### Task statement
Check each line of the listing for the word "jest" and report the ones that have it.

### Information
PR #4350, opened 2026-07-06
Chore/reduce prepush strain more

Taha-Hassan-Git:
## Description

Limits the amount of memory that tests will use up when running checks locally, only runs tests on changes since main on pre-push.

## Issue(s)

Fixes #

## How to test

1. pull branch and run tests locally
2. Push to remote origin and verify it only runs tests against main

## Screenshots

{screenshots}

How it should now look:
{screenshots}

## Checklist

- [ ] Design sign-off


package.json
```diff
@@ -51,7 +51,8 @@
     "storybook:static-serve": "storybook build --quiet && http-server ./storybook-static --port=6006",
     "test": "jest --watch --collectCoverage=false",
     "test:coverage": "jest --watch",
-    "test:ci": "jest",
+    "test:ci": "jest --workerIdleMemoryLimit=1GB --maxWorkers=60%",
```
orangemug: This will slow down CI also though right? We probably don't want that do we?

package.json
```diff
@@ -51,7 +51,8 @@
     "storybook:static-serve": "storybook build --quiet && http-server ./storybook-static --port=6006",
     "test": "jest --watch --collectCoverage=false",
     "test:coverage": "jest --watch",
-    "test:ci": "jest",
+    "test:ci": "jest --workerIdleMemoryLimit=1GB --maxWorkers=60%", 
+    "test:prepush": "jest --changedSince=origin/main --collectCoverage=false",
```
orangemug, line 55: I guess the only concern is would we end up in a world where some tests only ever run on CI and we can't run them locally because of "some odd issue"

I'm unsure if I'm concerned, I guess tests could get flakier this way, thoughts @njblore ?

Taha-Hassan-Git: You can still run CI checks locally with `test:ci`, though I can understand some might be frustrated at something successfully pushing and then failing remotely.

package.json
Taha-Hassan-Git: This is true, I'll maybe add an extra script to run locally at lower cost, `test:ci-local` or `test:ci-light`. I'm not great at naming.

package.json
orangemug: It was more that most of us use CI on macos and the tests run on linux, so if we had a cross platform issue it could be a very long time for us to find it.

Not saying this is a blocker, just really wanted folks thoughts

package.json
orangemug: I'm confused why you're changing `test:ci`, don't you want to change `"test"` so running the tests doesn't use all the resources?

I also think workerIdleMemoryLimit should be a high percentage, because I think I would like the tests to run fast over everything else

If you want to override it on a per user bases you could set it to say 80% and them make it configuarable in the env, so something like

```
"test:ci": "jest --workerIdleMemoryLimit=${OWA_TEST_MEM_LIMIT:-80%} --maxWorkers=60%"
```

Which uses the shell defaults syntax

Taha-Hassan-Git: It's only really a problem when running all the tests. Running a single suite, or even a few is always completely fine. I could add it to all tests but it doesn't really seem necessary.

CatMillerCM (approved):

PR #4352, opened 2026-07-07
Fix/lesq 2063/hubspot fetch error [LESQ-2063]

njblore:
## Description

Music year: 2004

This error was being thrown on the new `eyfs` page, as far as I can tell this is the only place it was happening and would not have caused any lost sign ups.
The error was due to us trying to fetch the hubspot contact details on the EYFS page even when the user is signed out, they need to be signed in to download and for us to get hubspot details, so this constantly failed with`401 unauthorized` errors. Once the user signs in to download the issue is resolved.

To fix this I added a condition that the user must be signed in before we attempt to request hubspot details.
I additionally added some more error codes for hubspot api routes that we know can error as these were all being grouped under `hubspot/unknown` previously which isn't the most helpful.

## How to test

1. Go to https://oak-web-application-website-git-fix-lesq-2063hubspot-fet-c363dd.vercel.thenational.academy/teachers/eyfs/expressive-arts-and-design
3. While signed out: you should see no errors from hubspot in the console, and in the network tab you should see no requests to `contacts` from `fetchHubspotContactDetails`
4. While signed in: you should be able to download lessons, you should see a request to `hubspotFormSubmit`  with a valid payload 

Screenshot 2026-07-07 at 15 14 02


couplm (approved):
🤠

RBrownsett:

...

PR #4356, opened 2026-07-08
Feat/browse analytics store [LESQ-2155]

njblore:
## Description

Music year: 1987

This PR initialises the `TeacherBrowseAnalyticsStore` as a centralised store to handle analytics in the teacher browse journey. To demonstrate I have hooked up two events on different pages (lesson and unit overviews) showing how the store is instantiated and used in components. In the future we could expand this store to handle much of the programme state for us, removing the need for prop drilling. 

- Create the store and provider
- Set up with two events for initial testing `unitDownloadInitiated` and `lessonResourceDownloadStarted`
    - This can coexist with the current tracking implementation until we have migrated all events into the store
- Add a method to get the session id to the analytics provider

---

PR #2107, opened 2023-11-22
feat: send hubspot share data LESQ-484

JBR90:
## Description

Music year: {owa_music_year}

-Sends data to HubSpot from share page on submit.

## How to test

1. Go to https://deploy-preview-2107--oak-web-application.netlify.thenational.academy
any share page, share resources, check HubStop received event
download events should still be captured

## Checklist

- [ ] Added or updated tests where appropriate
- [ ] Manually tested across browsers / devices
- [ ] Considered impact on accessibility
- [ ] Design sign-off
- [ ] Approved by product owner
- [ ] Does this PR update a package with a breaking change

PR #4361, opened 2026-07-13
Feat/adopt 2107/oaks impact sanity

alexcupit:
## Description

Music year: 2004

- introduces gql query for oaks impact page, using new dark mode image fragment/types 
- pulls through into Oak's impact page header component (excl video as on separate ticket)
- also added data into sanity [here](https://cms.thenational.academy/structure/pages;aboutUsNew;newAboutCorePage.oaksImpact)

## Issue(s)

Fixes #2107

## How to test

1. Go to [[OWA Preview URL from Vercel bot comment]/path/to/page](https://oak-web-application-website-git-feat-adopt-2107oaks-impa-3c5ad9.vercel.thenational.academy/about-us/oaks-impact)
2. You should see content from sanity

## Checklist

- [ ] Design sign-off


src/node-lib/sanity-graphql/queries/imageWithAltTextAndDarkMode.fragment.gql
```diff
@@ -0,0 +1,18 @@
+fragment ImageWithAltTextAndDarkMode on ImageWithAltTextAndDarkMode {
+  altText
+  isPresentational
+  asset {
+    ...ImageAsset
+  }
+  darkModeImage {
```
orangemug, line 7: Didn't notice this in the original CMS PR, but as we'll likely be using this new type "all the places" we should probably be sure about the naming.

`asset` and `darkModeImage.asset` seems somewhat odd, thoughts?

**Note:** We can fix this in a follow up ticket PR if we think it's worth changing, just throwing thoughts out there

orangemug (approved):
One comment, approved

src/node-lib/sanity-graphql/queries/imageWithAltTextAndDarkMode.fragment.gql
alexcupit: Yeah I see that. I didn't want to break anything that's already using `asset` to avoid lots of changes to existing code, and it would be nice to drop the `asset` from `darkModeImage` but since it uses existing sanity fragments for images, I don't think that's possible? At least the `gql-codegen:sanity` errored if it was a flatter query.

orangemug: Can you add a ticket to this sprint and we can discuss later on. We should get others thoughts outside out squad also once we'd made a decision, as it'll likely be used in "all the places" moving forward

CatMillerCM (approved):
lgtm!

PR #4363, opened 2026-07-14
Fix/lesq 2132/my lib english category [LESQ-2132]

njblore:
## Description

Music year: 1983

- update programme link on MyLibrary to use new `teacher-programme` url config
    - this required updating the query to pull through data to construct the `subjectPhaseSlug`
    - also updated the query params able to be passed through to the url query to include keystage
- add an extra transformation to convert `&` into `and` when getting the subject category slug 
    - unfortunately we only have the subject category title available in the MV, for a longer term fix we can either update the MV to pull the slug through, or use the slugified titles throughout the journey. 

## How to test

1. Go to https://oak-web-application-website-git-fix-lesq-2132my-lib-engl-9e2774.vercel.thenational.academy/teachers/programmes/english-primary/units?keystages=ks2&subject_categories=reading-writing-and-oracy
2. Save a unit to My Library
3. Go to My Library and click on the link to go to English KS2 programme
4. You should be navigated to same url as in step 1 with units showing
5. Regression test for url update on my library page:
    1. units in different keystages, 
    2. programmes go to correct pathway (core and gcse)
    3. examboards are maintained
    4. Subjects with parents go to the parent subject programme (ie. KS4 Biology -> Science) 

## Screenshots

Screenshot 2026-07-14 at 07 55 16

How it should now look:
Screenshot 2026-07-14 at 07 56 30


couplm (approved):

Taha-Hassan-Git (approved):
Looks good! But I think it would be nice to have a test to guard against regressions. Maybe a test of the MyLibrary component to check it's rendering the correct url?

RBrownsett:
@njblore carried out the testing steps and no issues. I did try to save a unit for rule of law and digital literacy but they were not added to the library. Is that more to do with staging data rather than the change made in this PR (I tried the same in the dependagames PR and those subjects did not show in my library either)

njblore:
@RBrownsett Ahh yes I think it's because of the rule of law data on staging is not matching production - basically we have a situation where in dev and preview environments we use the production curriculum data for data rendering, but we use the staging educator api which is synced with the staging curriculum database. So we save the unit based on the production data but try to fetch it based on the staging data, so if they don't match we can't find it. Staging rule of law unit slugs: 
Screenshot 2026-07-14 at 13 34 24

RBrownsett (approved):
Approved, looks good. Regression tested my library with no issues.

### Written answer
     "test": "jest --watch --collectCoverage=false",
     "test:coverage": "jest --watch",
-    "test:ci": "jest",
+    "test:ci": "jest --workerIdleMemoryLimit=1GB --maxWorkers=60%",
     "test": "jest --watch --collectCoverage=false",
     "test:coverage": "jest --watch",
-    "test:ci": "jest",
+    "test:ci": "jest --workerIdleMemoryLimit=1GB --maxWorkers=60%", 
+    "test:prepush": "jest --changedSince=origin/main --collectCoverage=false",
"test:ci": "jest --workerIdleMemoryLimit=${OWA_TEST_MEM_LIMIT:-80%} --maxWorkers=60%"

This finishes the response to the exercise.